Health Care
The Tribune carried a guest editorial this morning from Dr. Mike Dube, a local orthopedic surgeon. (I cannot locate it online; I will excerpt certain portions.) I know, respect and like Dr. Dube, so I mean no personal disrespect or affront. (In fact, I know many individuals involved in health care so, please, accept this for the discussion it is and don't be too defensive.)
But a couple points did jump out at me.
First, one of his complaints centers around utilization review. In very general terms, this is the process by which health insurers review the procedures ordered by doctors to determine whether those procedures are covered by the health insurance policy. A common inquiry is whether the procedures are medically necessary. I will agree with Dr. Dube that this is an onerous process, and detracts from the provider's ability to serve his or her patients. (In other words, there is only so much time in a day, and if a physician is on the phone wrangling with an insurance company, that is time he is not spending with his patients. This applies to many different scenarios.)
Dr. Dube then goes on to discuss the concept of "defensive medicine." He is referring to the fact that, in this age of lawsuits, physicians will take steps that are, perhaps, medically unnecessary in order to protect themselves from a lawsuit: "Physicians order many more tests than they normally would to cover all the bases in case a patient comes back at them with a lawsuit. Many times these tests have a low yield and would add little to the treatment plan."
Is there a contradiction here? If a physician orders a test that "would add little to the treatment plan," and he or she does so to protect himself or herself from a lawsuit, why should the patient's health insurer have to pay for that test? Hasn't Dr. Dube in fact offered a real justification for utilization review?
Dr. Dube also discusses the high cost of health care as being driven by the cost of the materials used by physicians. He says we need to control this: "Pharmaceuticals, medical supplies, and implants need to be controlled. Large corporations can no longer be allowed to exploit the system and reap astronomical profits at the expense of the patient. This will cause the cost of medicine to decrease."
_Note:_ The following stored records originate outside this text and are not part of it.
PR #1344, opened 2017-11-29
Enabled service worker in public folder

superoo7:
I tried to make the enabler serviceworker js code in external file, it simulate the previous error 
` "unexpected token <" error`, so I tried to make a `script` tag in `index.html`, service worker is working again

### DIFF
--- a/public/sw.js
+++ b/public/sw.js
@@ -1,11 +1,11 @@
-// Service
-
+/* eslint-disable */
+// Service Worker
 self.addEventListener('install', function(event) {
-    console.log("Install Service Worker", event);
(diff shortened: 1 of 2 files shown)


superoo7:
There is an issue for build `   3:1   error    Unexpected use of 'self'  no-restricted-globals` in `sw.js`, need to disable checking on `sw.js` since service worker does not affect main js file

public/sw.js
```diff
@@ -0,0 +1,15 @@
+// Service
```
howardchung: you can disable lint with `/* eslint-disable */`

Dr Dube eliminates from consideration the personnel costs involved in the delivery of health care with a single conclusory statement: "Physician reimbursement is not the driver of soaring costs." Is that true? I don't know.
If we proposed to cap physicians' incomes, my guess is that Dr. Dube might disagree with such a proposal. Yet his solution demonstrates a willingness to cap the income of others. He would no doubt suggest that capping physician incomes would worsen the present situation where the "best and the brightest...no longer want to practice medicine and the quality of care will suffer."
What will capping income do in the pharmaceutical and prosthetics industry?
3 comments:
I too thought Dr. Dube's piece was a little self serving. According to him cash patients are the most efficient for him to provide services to (no third party oversight or paper work hurtles), yet unless he is different than other physicians he charges cash patients more than those with insurance. Why do doctors charge cash patients more? I would guess it is no more complicated than because they can. Does this make Dr. Dube as bad as those dastardly pharmaceutical companies he railed against?
I would also venture to say that physicians shoulder some of the blame for the rising costs of medical materials. The doctors specify the materials but do not pay the bill and therefore are not highly motivated to seek out the cheapest acceptable solution. This leads to an economic disconnect and perverts the supply/demand curve wherein the consumer and the supplier are insulated from each other by a third party. The insurance company’s intervention buffers this defect by limiting the amount paid for medical supplies.
I do not fully agree with Geeguy on defensive medicine not being a factor in the medical inflation equation. Of course the insurance companies should pay for the doctors CYA as long as it is within limits. All costs of doing business are eventually paid for buy the consumer or his insurance company. This includes steps necessary to keep the lawyers at bay.
Just about every aspect of the healthcare system is wrong...the only solution is a return to TRUE fee-for-service care, with insurance only needed and used for inpatient care and catastrophic stuff.
Sadly, it won't happen in our lifetime...
The piece is self serving. The reason cash patients are charged more is that physicians and hospitals have made deals with, or are forced into, (Medicare reimbursement structure too complicated to comprehend) charge "adjustments" from the big payers, private and government insurers. The poor guy paying cash gets the "unadjusted" bill. One more reason for some "universal coverage" plan, but paying for it will have the politicians running for cover. Most health care providers would be in favor, but the Democratic party would not be able to support because universal coverage would have to include some time of tort reform, with mediation of unexpected outcomes. And guess who would be against that?